Three patients who had a colonoscopy died after a doctor failed to carry out appropriate follow-up care, NHS Greater Glasgow and Clyde has revealed.
There were among six patients harmed between 2020 and 2022 when they did not receive suitable care following the procedure.
The health board apologised and said the consultant responsible was suspended and has now left their post.
It said it has contacted all affected patients.
NHS Greater Glasgow and Clyde (NHSGGC) said it has reviewed 2,700 patients who had colonoscopies between January 2020 and November last year.
It found that 100 patients treated by the doctor in question were overdue their follow-up colonoscopy.
NHSGGC said it was not naming the consultant as doing so “would potentially” breach its data protection responsibilities.
Deputy medical director Prof Colin McKay said: “We would like to offer our sincere apologies to patients who were not followed up appropriately and our condolences to the families of those patients who have died.
“When errors were first discovered, an immediate, comprehensive review was carried out of all cases managed by the doctor since 2020.
“We would like to reassure patients that we have already contacted all those patients affected and that no other patients should be concerned that they may be involved.”
Bowel screening programme
In a statement released to the media, the board said it informed the regulator, the General Medical Council, of its investigations when the issues first were identified.

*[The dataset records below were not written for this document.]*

PR #159, opened 2018-06-28
Add bumpversion for contracts

pcppcp:
- add bumpversion config for contracts and `setup.py`
- bump eth-tester

### DIFF
--- a/.bumpversion.cfg
+++ b/.bumpversion.cfg
@@ -1,0 +1,7 @@
+[bumpversion]
+current_version = 0.0.1
+commit = True
+tag = False
+
+[bumpversion:file:setup.py]
+serialize = {major}.{minor}.{patch}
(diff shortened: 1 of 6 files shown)


.bumpversion.cfg
```diff
@@ -0,0 +1,7 @@
+[bumpversion]
+current_version = 0.0.1
```
loredanacirstea: Why is this version different than the contracts version? Wouldn't it make sense to keep the package & contracts version in sync?

pcppcp: a simplest answer would be that you might want to update python code (i.e. contract manager) without changing on-chain contract's version

loredanacirstea: Ah, right. We can keep the `major` (maybe also `minor`) version synced. Thanks.

PR #162, opened 2018-06-29
Update settlement timeouts

palango:
Update the settlement timeouts to the decided values.

Part of raiden-network/spec#16


loredanacirstea:
The problem here is that we need to add at least the minimum settlement timeout as an argument for the `TokenNetworkRegistry` and `TokenNetwork` - otherwise settlement tests will take way too long.

palango:
> The problem here is that we need to add at least the minimum settlement timeout as an argument for the TokenNetworkRegistry and TokenNetwork - otherwise settlement tests will take way too long.

Because we'll have to mine 500 blocks for each test?

loredanacirstea:
> Because we'll have to mine 500 blocks for each test?

Yes. For the settlement window.
So for now, we have decided to set this variable at deployment time.

raiden_contracts/constants.py
```diff
@@ -29,8 +29,11 @@
 EVENT_ADDRESS_REGISTERED = 'AddressRegistered'
 
 # Timeouts
-SETTLE_TIMEOUT_MIN = 6
-SETTLE_TIMEOUT_MAX = 2700000
+TEST_SETTLE_TIMEOUT_MIN = 5
+TEST_SETTLE_TIMEOUT_MAX = 100000
```
palango: Just pulled the values out of my ass, we can revert to the old ones if they have meaning.

PR #163, opened 2018-07-02
Limit the total deposit to 100 tokens

### LINKED ISSUE #103: Raiden Smart Contract Value Limits for Mainnet Release
For the Red Eyes release we want to put artificial limits on the smart contracts for security reasons.

- [x] Figure out the amount of limits that should be put and how they should be. Kind of difficult due to different value of each token. For now let's go with 100 tokens.

- [x] Implement the limits in the contracts

- [x] Add some tests for the contract limits

palango:
Fixes #103


raiden_contracts/contracts/TokenNetwork.sol
```diff
@@ -27,6 +27,8 @@ contract TokenNetwork is Utils {
 
     uint256 constant public MAX_SAFE_UINT256 = 115792089237316195423570985008687907853269984665640564039457584007913129639935;
 
+    uint256 constant public DEPOSIT_LIMIT = 100 * (10 ** 18); // Assume 18 decimals for the token
+
```
err508: Why not use the `multiplier`here?

palango: what multiplier?

err508: In the `HumanStandardToken`, there is `_decimalUnits` in the constructor, in `customtoken`, we derive `        multiplier = 10**(uint256(decimal_units))` from that. I we might wanna use that - otherwise the our assumptions on the `DEPOSIT_LIMIT` might be really wrong.

palango: Yeah, but our `HumanStandardToken` is just an implementation of the `Token` interface. And the standard [1] doesn't require `_decimal_units`, so we can't use it.


[1]: https://github.com/ethereum/eips/issues/20

err508: How do we enforce this assumption? IMO if a token has `decimal_units` set, we should use it, else set  `DEPOSIT_LIMIT = 100` to be safe

palango: I think we can assume that most tokens have 18 digits

> IMO if a token has decimal_units set, we should use it, else set DEPOSIT_LIMIT = 100 to be safe.

How would that work in solidity code?

>  If a contract uses decimals without using the standard, that should not be our problem.

The problem is the there is no standard for this.

LefterisJP: @palango 

> The problem is the there is no standard for this.

There [is](https://github.com/ethereum/EIPs/blob/master/EIPS/eip-20.md#decimals) but it's optional. It's the `decimasl()` function I linked above. It does not need to be present, but it's present in almost all of the tokens out there.

> How would that work in solidity code?

If they don't use decimals, I would default to 18 decimals, if they do I would use it.

It would work in the following way. Warning it's ugly:

```solidity

bool exists = addr(token).call(bytes4(sha3("decimals()")));
uint8 decimals = 18;
if (exists) {
    decimals = token.decimals();
}
```

For the mainnet we can also simply use the tokens list of mycrypto. It's updated all the time and contains decimals. I use it in rotkehlchen already. It's [here](https://github.com/MyCryptoHQ/MyCrypto/blob/2b60ba96500fe4445e605996e989936be29587df/common/config/tokens/eth.json).

palango: > It would work in the following way. Warning it's ugly:

I get the following warning:
```
E   /Users/paul/Work/raiden-contracts/raiden_contracts/contracts/TokenNetwork.sol:187:24: Error: Member "decimals" not found or not visible after argument-dependent lookup in contract Token
E       decimals = token.decimals();
E                  ^------------^
```

I have some minor changes to the code:
```sol
bool exists = address(token).call(bytes4(keccak256("decimals()")));
        uint8 decimals = 18;
        if (exists) {
            decimals = token.decimals();
        }
```

LefterisJP: Add decimals() to the token interface. If it's not there the `exists` would be false anyway

raiden_contracts/contracts/test/CustomToken.sol
```diff
@@ -84,4 +84,8 @@ contract CustomToken is StandardToken {
         owner_address.transfer(address(this).balance);
         assert(address(this).balance == 0);
     }
+
+    function decimals() public view returns (uint8 decimals) {
+        return _decimals;
+    }
```
loredanacirstea: This should not be necessary. The getter is added by the compiler if `uint8 decimals` is `public`. But you can leave it.

raiden_contracts/contracts/TokenNetwork.sol
```diff
@@ -27,6 +27,9 @@ contract TokenNetwork is Utils {
 
     uint256 constant public MAX_SAFE_UINT256 = 115792089237316195423570985008687907853269984665640564039457584007913129639935;
 
+    uint256 public deposit_limit;
+    uint8 public decimals;
```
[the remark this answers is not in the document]
LefterisJP: +1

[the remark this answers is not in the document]
palango: Ok, will remove it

The NHSGGC investigation found that the doctor did not consistently follow up the results of investigations that had been completed or requested.

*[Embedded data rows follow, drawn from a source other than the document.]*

Issue #149, opened 2018-06-25
Resolve channel_manager tests from raiden/[...]/test_channel_manager


err508:
Go over old [raiden/[...]/test_channel_manager](https://github.com/raiden-network/raiden/blob/991275c9e8e9e4a4ccfdccb3a66a9e20950dd9b5/raiden/tests/smart_contracts/test_channel_manager.py) and rebuild the tests that that are missing. 
Following tests need approval to remove or have to be rebuild. Pls edit issue in order to make transpaerent what happend to the test, i.e. add a link to where the functionality is tested already, a link to the new test or write a comment why it is not neccessary to be tested anymore:
- [ ]  netting_channel_settled
- [ ]  test_channelnew_event
- [ ]  test_channeldeleted_event
- [ ]  test_newchannel_fails_until_channel_is_settled
- [ ]  test_getchannelwith_must_return_zero_for_non_existing_channels
- [ ]  test_channelmanager_start_with_zero_entries
- [ ]  test_channelmanager
- [ ]  test_for_issue_892
- [ ]  test_reopen_channel
- [ ]  test_reopen_regression_bad_index_update
- [ ]  test_new_channel_state

err508:
sub #92

loredanacirstea:
`test_channelnew_event` - covered by https://github.com/raiden-network/raiden-contracts/blob/d6e7f6d08ff3a0c723b83600cae851bb479d137d/raiden_contracts/tests/test_channel_open.py#L99

`test_channeldeleted_event` - equivalent test now: https://github.com/raiden-network/raiden-contracts/blob/d6e7f6d08ff3a0c723b83600cae851bb479d137d/raiden_contracts/tests/test_channel_settle.py#L196

`test_newchannel_fails_until_channel_is_settled` - must be added

`test_getchannelwith_must_return_zero_for_non_existing_channels` - covered by https://github.com/raiden-network/raiden-contracts/blob/d6e7f6d08ff3a0c723b83600cae851bb479d137d/raiden_contracts/tests/test_channel_open.py#L62-L64 (the new way to check if a channel exists or not)

`test_channelmanager_start_with_zero_entries` - cannot replicate test with the current `TokenNetwork` contract 

`test_channelmanager` - outdated; we can say that for the new contracts, this should be enough: https://github.com/raiden-network/raiden-contracts/blob/d6e7f6d08ff3a0c723b83600cae851bb479d137d/raiden_contracts/tests/test_channel_open.py#L58

[...]

PR #165, opened 2018-07-02
Adds test_reopen_channel.

err508:
As described in #149.

### DIFF
--- a/raiden_contracts/tests/test_channel_open.py
+++ b/raiden_contracts/tests/test_channel_open.py
@@ -96,6 +96,83 @@ def test_open_channel_state(token_network, get_accounts):
     assert B_nonce == 0
 
 
+def test_reopen_channel(
+        web3,
+        token_network,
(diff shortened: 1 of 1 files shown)


raiden_contracts/tests/test_channel_open.py
```diff
@@ -96,6 +96,53 @@ def test_open_channel_state(token_network, get_accounts):
...
+        locksroot,
+        B,
+        0,
+        0,
+        locksroot,
+    ).transact({'from': A})
+
+    # Reopening the channel should work iff channel is settled
+    token_network.functions.openChannel(A, B, settle_timeout).transact()
+
```
loredanacirstea: Please also `check channel state to make sure we don't have lingering balance proofs from the previous one)`, as I mentioned here https://github.com/raiden-network/raiden-contracts/issues/149#issuecomment-400365496

PR #166, opened 2018-07-03
Register secret batch

jomuel:


raiden_contracts/utils/events.py
```diff
@@ -5,6 +5,21 @@ def get(event):
     return get
 
 
+def check_secrets_revealed(secrethashes, secrets):
```
LefterisJP: Isn't this a little bit complicated? Do you really need this closure style of construction?

Also, since this is only used in tests, it should be in the one of the utils under the `tests/` directory.

jomuel: Ok, I changed it. Checking that the correct number of events are emitted and each has reasonable parameters will be enough, we would only need the closure to verify each of the secrets was revealed.

Afaict everything in utils/ is used only in tests, except for utils/utils.py.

This meant they missed the opportunity for some patients to be treated, including a number of people who went on to develop malignancy.
The vast majority of colonoscopies performed by the doctor were for patients in the bowel screening programme.

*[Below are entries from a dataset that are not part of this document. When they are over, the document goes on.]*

Issue #141, opened 2018-06-20
how to avoid replay attack to a channel?


nkbai:
for a reopened channel on a tokennetwork.sol,  how to detect that a participant is submitting the balance proof of last version?
1. v1 channel: A-B open a channel, channel id is 0x000001
 2. some transfers between A,B,
3. close and settle 0x000001
4. reopen v2 channel, this channel id is also 0x000001
5. A use V1's balance proof to close this v2 channel.

nkbai:
what about to use tokenetwork address, chain id, channel identifier and opened block number as the unique channel id?
user's signature of balance proof contains all these four arguments.

nkbai:
cooperate settle and withdraw has the same problem too.

loredanacirstea:
Correct, that is why I said `include it in the signed messages`. This block number should be included in all of them.

PR #170, opened 2018-07-05
Add channel counter - fix replay attack on reopened channels

loredanacirstea:
fixes https://github.com/raiden-network/raiden-contracts/issues/141

The issue described a replay attack possible after reopening a settled channel. Old balance proofs could have been used to cheat, because there was way to differentiate between the old and new signed messages.

Two options were discussed:
1. Adding the block number at which the channel was opened in the signed messages
2. Making `channel_identifier` unique with either adding the `open_block_number` or an increasing nonce (counter)

**Option 1:**
- saving `open_block_number` in the channel state
- adding `open_block_number` to all signed messages
- adding `open_block_number` to all channel events
-> this also means changes to the Raiden client

**Option 2** (suggested by @hackaugusto):
- add a global channel counter that increases after each channel creation
- `channel_identifier` must include the participant addresses and the channel counter
-> minimal changes in the Raiden client

Tried both options, Option 2 seems the best one (minimal changes to `TokenNetwork` ABI). Raiden client changes are minimal. Gas costs are similar.

**Implementation:**
- added `uint256 public channel_counter;` - global counter for all channels, starts with `1`
- `channel_identifier` is `keccak256(keccak256(lexicographic order of participant addresses), channel_counter)`
- added a mapping `mapping (bytes32 => uint256) public participants_hash_to_channel_counter;` to check if a channel exists. 
- remove `participants_hash_to_channel_counter` entry for a channel after settlement
- `ChannelUnlocked` event - remove `channel_identifier`, add `locksroot` to arguments, because `channel_identifier` is invalid after settlement

### DIFF
--- a/raiden_contracts/contracts/TokenNetwork.sol
+++ b/raiden_contracts/contracts/TokenNetwork.sol
@@ -29,17 +29,22 @@ contract TokenNetwork is Utils {
 
     uint256 public deposit_limit;
 
-    // channel_identifier => Channel, where the channel identifier is the keccak256 of the
-    // addresses of the two participants
+    uint256 public channel_counter;
+
+    // channel_identifier => Channel
+    // channel identifier is the keccak256(keccak256(lexicographic order of participant addresses), channel_counter)
     mapping (bytes32 => Channel) public channels;
+
+    // This is needed to enforce one channel per pair of participants
+    // The key is keccak256(participant1_address, participant2_address)
+    mapping (bytes32 => uint256) public participants_hash_to_channel_counter;
 
     // We keep the unlock data in a separate mapping to allow channel data structures to be
     // removed when settling uncooperatively. If there are locked pending transfers, we need to
     // store data needed to unlock them at a later time.
-    // The key is `keccak256(channel_identifier + participant_address + locksroot)`
+    // The key is `keccak256(participants_hash + participant_address + locksroot)`
     // The value is the total amount of tokens locked in the pending transfers corresponding to
-    // the `locksroot`, that were sent by `participant_address` to his partner from the channel
-    // represented by the `channel_identifier`.
+    // the `locksroot`, that were sent by `participant_address` to his channel partner.
     // Note that the assumption is that no two locksroots can be the same due to having different
     // values for the secrethash of each lock, combined with different `expiration` values.
     mapping(bytes32 => uint256) locksroot_identifier_to_locked_amount;
@@ -116,8 +121,9 @@ contract TokenNetwork is Utils {
     event ChannelClosed(bytes32 indexed channel_identifier, address indexed closing_participant);
 
     event ChannelUnlocked(
-        bytes32 indexed channel_identifier,
         address indexed participant,
+        address indexed partner,
+        bytes32 indexed locksroot,
         uint256 unlocked_amount,
         uint256 returned_tokens
     );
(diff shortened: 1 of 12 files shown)


raiden_contracts/contracts/TokenNetwork.sol
```diff
@@ -194,6 +200,18 @@ contract TokenNetwork is Utils {
         public
         returns (bytes32)
     {
+        channel_counter += 1;
```
palango: The global counter is used instead of a per channel counter to save gas by deleting entries from `participants_hash_to_channel_counter`, right?

loredanacirstea: Correct, but we would also have redundant data in storage, which is not a good practice (all per channel counters for settled channels, that will not be reopened).

raiden_contracts/tests/test_channel_open.py
```diff
@@ -55,16 +56,81 @@ def test_max_1_channel(token_network, get_accounts, create_channel):
...
 
 
+def test_participants_hash(token_network, get_accounts):
+    (A, B) = get_accounts(2)
+
+    AB_hash = get_participants_hash(A, B)
+    assert token_network.functions.getParticipantsHash(A, B).call() == AB_hash
+
+
+def test_counter(token_network, get_accounts, create_channel):
```
hackaugusto: do we have a test for the replay? I think this is the more important thing that this PR fixes, the nonce is just a implementation detail

loredanacirstea: Added replay tests for all the signed messages that we have - for reopened channels.

raiden_contracts/tests/test_channel_open.py
```diff
@@ -139,8 +209,12 @@ def test_reopen_channel(
         locksroot,
     ).transact({'from': A})
 
-    # Reopening the channel should work iff channel is settled
+    # Reopening the channel should work if channel is settled
     token_network.functions.openChannel(A, B, settle_timeout).transact()
```
err508: That second `f` actually has a meaning, pls readd.

hackaugusto: maths people

loredanacirstea: Next time, please explain the reasoning when making a comment or use `if and only if`. I spent 1 minute looking at the screen wondering if it's joke or not.

LefterisJP: You are not the first nor the last person to try and correct `iff` as a typo, no worries :P

err508: Ahhh angry engineers everywhere

raiden_contracts/contracts/TokenNetwork.sol
```diff
@@ -205,6 +211,18 @@ contract TokenNetwork is Utils {
...
```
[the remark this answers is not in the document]
loredanacirstea: Good point, @LefterisJP - should I add an overflow check for the counter here just in case? So we limit the channel creation to `2^256 - 1`?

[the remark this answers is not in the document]
LefterisJP: yep -- no reason for a check here, that would be theoretically impossible.

Issue #132, opened 2018-06-18
Add tests for batch unlock - locked vs. unlocked varying amounts per participant


loredanacirstea:
A participant `P1`'s `locked_amount1` (from `P1`'s balance proof) actually contains:
- `amount_that_can_be_unlocked` - if the `secret` was revealed => `P2` must receive this amount
- `amount_that_cannot_be_unlocked` - if the `secret` was not revealed => `P1` must receive this amount back, because the transfer was never finalized.

We must add tests for the settlement calculations that will ensure we compute the locked amount properly, in a way that the batch unlock has enough tokens left in the contract for it to be resolved fairly.

Cases:
- a very high `amount_that_can_be_unlocked` with a very low `amount_that_cannot_be_unlocked`
- a very low `amount_that_can_be_unlocked` with a very high `amount_that_cannot_be_unlocked`

loredanacirstea:
Test cases:

A. Both balance proofs are valid and are the last known balance proofs.

```
Participant P1
deposit1 = 10
withdrawn1 = 0
transferred1 = 0
locked1 = 25

Participant P2
deposit2 = 5
withdrawn2 = 0
transferred2 = 0
locked2 = 15
```
1.
- all secrets are revealed for the pending transfers P1 -> P2, `locked1` must be transferred to `P2`
- all secrets are revealed for the pending transfers P2 -> P1, `locked2` must be transferred to `P1`
2. 
- none of the secrets are revealed for the pending transfers P1 -> P2, `locked1` must be transferred to `P1`
- all secrets are revealed for the pending transfers P2 -> P1, `locked2` must be transferred to `P1`
3. 
- all secrets are revealed for the pending transfers P1 -> P2, `locked1` must be transferred to `P2`
- none of the secrets are revealed for the pending transfers P2 -> P1, `locked2` must be transferred to `P2`

Note: both 2 & 3 are needed, due to the current settlement algorithm, which computes the participant amounts based on whether `transferred1 + locked1` is >= or <= than `transferred2 + locked2`

B. One of the balance proofs is old. We take `P1`s balance proof as being outdated.

```
Participant P1
deposit1 = 10
withdrawn1 = 0
transferred1 = 0
locked1 = 25

Participant P2
deposit2 = 5
withdrawn2 = 0
transferred2 = 0
locked2 = 100
```
Same 1, 2, 3 cases as for A.

loredanacirstea:
[...]

PR #177, opened 2018-07-06
Add edge test cases for locking and unlocking tokens in TokenNetwork

loredanacirstea:
Fixes https://github.com/raiden-network/raiden-contracts/issues/132

Note - I am trying a general approach here, to not construct the tests after the current implementation, but make sure the test cases are valid even with another implementation.
Feedback on the test cases - to see if they are general & make sense, will be appreciated.

Test cases:

A. Both balance proofs are valid and are the last known balance proofs.

```
Participant P1
deposit1 = 10
withdrawn1 = 0
transferred1 = 0
locked1 = 25

Participant P2
deposit2 = 5
withdrawn2 = 0
transferred2 = 0
locked2 = 15
```
1.
- all secrets are revealed for the pending transfers P1 -> P2, `locked1` must be transferred to `P2`
- all secrets are revealed for the pending transfers P2 -> P1, `locked2` must be transferred to `P1`
2.
- none of the secrets are revealed for the pending transfers P1 -> P2, `locked1` must be transferred to `P1`
- all secrets are revealed for the pending transfers P2 -> P1, `locked2` must be transferred to `P1`
3.
- all secrets are revealed for the pending transfers P1 -> P2, `locked1` must be transferred to `P2`
- none of the secrets are revealed for the pending transfers P2 -> P1, `locked2` must be transferred to `P2`
4.
- none of the secrets are revealed for the pending transfers P1 -> P2, `locked1` must be transferred to `P1`
- none of the secrets are revealed for the pending transfers P2 -> P1, `locked2` must be transferred to `P2`

Note: both 2 & 3 are needed, due to the current settlement algorithm, which computes the participant amounts based on whether `transferred1 + locked1` is >= or <= than `transferred2 + locked2`

B. One of the balance proofs is old. We take `P1`s balance proof as being outdated.

```
Participant P1
deposit1 = 10
withdrawn1 = 0
transferred1 = 0
locked1 = 25

Participant P2
deposit2 = 5
withdrawn2 = 0
transferred2 = 0
locked2 = 100
```
Same 1, 2, 3, 4 cases as for A.

C. Another test case where deposits are bigger than locked amounts, so we can check that all the locked locks go to the correct participants depending on the secrets being revealed.

### DIFF
--- a/raiden_contracts/tests/test_channel_settle_unlock_edge_cases.py
+++ b/raiden_contracts/tests/test_channel_settle_unlock_edge_cases.py
@@ -516,7 +516,7 @@ def test_unlock_valid_valid_notrevealed_notrevealed(
     assert custom_token.functions.balanceOf(A).call() == pre_balance_A + 15
     assert custom_token.functions.balanceOf(B).call() == pre_balance_B
     assert custom_token.functions.balanceOf(
-        token_network.address
+        token_network.address,
     ).call() == pre_balance_contract - 15
 
 
@@ -602,7 +602,7 @@ def test_unlock_valid_valid_revealed_notrevealed_locked_smaller_than_deposit(
     assert custom_token.functions.balanceOf(A).call() == pre_balance_A + values_A.deposit - 25
     assert custom_token.functions.balanceOf(B).call() == pre_balance_B + values_B.deposit - 15
     assert custom_token.functions.balanceOf(
-        token_network.address
+        token_network.address,
     ).call() == pre_balance_contract - values_A.deposit - values_B.deposit + 40
 
     pre_balance_A = custom_token.functions.balanceOf(A).call()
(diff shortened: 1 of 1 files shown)


raiden_contracts/tests/test_channel_settle_unlock_edge_cases.py
```diff
@@ -0,0 +1,1227 @@
...
+    # When doing the calculations, we simplify the logic by assuming that the pending transfers
+    # were finalized on-chain through a secret registration.
+    # Therefore, we assume a final balance of 75 tokens being owed by B to A
+    # In this case, A also has a deposit of 10 tokens ->  considering the total available deposit,
+    # A can receive a max amount of 15 tokens.
+    # We call it a max amount, because we don't know if the pending transfers were indeed
+    # finalized or not.
+    # These 15 tokens will be kept in the smart contract after settlement as a locked amount.
+
+    # The only person that might have something to loose at this point is A, in case the secrets
```
LefterisJP: Here and in the rest of the comments `loose` -> `lose`

loredanacirstea:
Closing this, because test cases are included in https://github.com/raiden-network/raiden-contracts/pull/189.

The consultant was suspended in November 2022 and has since left the employment of NHSGGC but the board did not say when they left and under what terms.
Timeline
March 2022 – First patient identified
May 2022 – Review finds it is an “isolated administrative error” and no suggestion it was a wider issue
August 2022 – Second patient identified. Patient safety review commissioned into patients who had colonoscopies with endoscopist between April and August 2021.
September 2022 – Outcome of review highlights further issues. Disciplinary investigation and formal review into doctor’s practice begins.
A full review is undertaken of all colonoscopies carried out by the doctor between 2020 and November 2022
September 2023 – Detailed review of patient records and follow up for affected patients is completed.
- A contact number for patients has been set up for anyone who may have concerns or questions about these issues. The number is 0141 451 5435 and is staffed between 08:00 and 20:00 Monday to Sunday.